Add compare_bench.py documentation. Fixes #309 (#318)
diff --git a/README.md b/README.md
index 9109430..2cfb70b 100644
--- a/README.md
+++ b/README.md
@@ -11,6 +11,8 @@
[Known issues and common problems](#known-issues)
+[Additional Tooling Documentation](docs/tools.md)
+
## Example usage
### Basic usage
Define a function that executes the code to be measured.
diff --git a/docs/tools.md b/docs/tools.md
new file mode 100644
index 0000000..f176f74
--- /dev/null
+++ b/docs/tools.md
@@ -0,0 +1,59 @@
+# Benchmark Tools
+
+## compare_bench.py
+
+The `compare_bench.py` utility which can be used to compare the result of benchmarks.

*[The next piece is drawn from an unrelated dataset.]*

PR #2410, opened 2026-08-19
Arguments validation/backoffice: add an admin page to validate arguments against a function's schema

avilches:
### Summary

Checking whether some arguments match a function's `arguments_schema` currently means going through the API, which needs a token, an instance and an HTTP request. This adds a "Validate Arguments" link on the function page in the Django admin that opens a form where you can paste arguments and see whether they are accepted, along with the reason and the location when they are not.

+The program is invoked like:
+
+``` bash
+$ compare_bench.py <old-benchmark> <new-benchmark> [benchmark options]...
+```
+
+Where `<old-benchmark>` and `<new-benchmark>` either specify a benchmark executable file, or a JSON output file. The type of the input file is automatically detected. If a benchmark executable is specified then the benchmark is run to obtain the results. Otherwise the results are simply loaded from the output file.
+
+The sample output using the JSON test files under `Inputs/` gives:
+
+``` bash
+$ ./compare_bench.py ./gbench/Inputs/test1_run1.json ./gbench/Inputs/test1_run2.json
+Comparing ./gbench/Inputs/test1_run1.json to ./gbench/Inputs/test1_run2.json
+Benchmark Time CPU
+----------------------------------------------
+BM_SameTimes +0.00 +0.00
+BM_2xFaster -0.50 -0.50
+BM_2xSlower +1.00 +1.00
+BM_10PercentFaster -0.10 -0.10
+BM_10PercentSlower +0.10 +0.10
+```
+
+When a benchmark executable is run, the raw output from the benchmark is printed in real time to stdout. The sample output using `benchmark/basic_test` for both arguments looks like:
+
+```
+./compare_bench.py test/basic_test test/basic_test --benchmark_filter=BM_empty.*
+RUNNING: test/basic_test --benchmark_filter=BM_empty.*
+Run on (4 X 4228.32 MHz CPU s)
+2016-08-02 19:21:33
+Benchmark Time CPU Iterations
+--------------------------------------------------------------------
+BM_empty 9 ns 9 ns 79545455
+BM_empty/threads:4 4 ns 9 ns 75268816
+BM_empty_stop_start 8 ns 8 ns 83333333
+BM_empty_stop_start/threads:4 3 ns 8 ns 83333332
+RUNNING: test/basic_test --benchmark_filter=BM_empty.*
+Run on (4 X 4228.32 MHz CPU s)
+2016-08-02 19:21:35
+Benchmark Time CPU Iterations
+--------------------------------------------------------------------
+BM_empty 9 ns 9 ns 76086957
+BM_empty/threads:4 4 ns 9 ns 76086956
+BM_empty_stop_start 8 ns 8 ns 87500000
+BM_empty_stop_start/threads:4 3 ns 8 ns 88607596
+Comparing test/basic_test to test/basic_test
+Benchmark Time CPU
+---------------------------------------------------------
+BM_empty +0.00 +0.00
+BM_empty/threads:4 +0.00 +0.00
+BM_empty_stop_start +0.00 +0.00
+BM_empty_stop_start/threads:4 +0.00 +0.00
+```
+
+Obviously this example doesn't give any useful output, but it's intended to show the output format when 'compare_bench.py' needs to run benchmarks.